**AIM OF THE EXERCISE:** Please give again, exactly and only, the stretch of lines from the one containing "fix(build): ditch corepack in containerfile" to the end of the entries below.

*** Begin section ***

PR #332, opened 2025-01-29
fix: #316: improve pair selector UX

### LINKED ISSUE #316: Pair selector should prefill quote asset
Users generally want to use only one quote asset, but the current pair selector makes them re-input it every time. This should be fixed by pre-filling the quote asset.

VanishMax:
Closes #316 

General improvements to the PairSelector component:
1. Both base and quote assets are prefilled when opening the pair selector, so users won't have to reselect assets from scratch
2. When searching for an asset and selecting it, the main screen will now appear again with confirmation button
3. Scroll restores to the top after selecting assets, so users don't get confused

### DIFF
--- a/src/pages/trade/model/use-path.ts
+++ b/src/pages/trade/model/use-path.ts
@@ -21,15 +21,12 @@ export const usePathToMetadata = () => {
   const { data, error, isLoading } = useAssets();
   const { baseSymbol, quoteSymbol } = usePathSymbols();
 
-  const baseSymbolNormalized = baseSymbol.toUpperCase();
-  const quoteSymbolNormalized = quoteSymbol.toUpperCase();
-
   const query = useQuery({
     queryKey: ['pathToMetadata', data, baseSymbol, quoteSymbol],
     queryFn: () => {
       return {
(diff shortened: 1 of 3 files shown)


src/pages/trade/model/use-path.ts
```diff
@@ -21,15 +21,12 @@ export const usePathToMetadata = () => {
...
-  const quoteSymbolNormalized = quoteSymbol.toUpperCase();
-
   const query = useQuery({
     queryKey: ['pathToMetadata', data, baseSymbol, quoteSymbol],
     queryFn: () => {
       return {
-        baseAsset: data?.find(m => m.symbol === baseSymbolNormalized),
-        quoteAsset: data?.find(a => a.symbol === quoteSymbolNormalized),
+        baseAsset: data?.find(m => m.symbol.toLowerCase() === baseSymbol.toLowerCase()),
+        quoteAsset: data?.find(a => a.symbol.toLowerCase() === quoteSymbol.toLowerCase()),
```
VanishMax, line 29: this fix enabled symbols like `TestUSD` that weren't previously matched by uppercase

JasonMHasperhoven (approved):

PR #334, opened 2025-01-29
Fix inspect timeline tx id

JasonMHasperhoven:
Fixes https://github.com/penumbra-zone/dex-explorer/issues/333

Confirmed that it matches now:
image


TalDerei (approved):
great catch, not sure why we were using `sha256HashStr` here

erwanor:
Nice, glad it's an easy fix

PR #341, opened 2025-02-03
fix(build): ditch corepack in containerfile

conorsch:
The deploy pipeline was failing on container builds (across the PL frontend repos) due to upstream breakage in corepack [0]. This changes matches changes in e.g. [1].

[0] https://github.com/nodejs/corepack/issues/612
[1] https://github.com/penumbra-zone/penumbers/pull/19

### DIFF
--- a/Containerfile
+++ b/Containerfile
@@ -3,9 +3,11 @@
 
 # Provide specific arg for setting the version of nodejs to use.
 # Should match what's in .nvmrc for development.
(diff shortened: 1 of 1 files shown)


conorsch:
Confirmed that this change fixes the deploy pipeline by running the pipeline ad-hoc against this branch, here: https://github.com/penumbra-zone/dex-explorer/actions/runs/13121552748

*** End section ***

**TASK SOLUTION:**
fix(build): ditch corepack in containerfile

conorsch:
The deploy pipeline was failing on container builds (across the PL frontend repos) due to upstream breakage in corepack [0]. This changes matches changes in e.g. [1].

[0] https://github.com/nodejs/corepack/issues/612
[1] https://github.com/penumbra-zone/penumbers/pull/19

### DIFF
--- a/Containerfile
+++ b/Containerfile
@@ -3,9 +3,11 @@
 
 # Provide specific arg for setting the version of nodejs to use.
 # Should match what's in .nvmrc for development.
(diff shortened: 1 of 1 files shown)


conorsch:
Confirmed that this change fixes the deploy pipeline by running the pipeline ad-hoc against this branch, here: https://github.com/penumbra-zone/dex-explorer/actions/runs/13121552748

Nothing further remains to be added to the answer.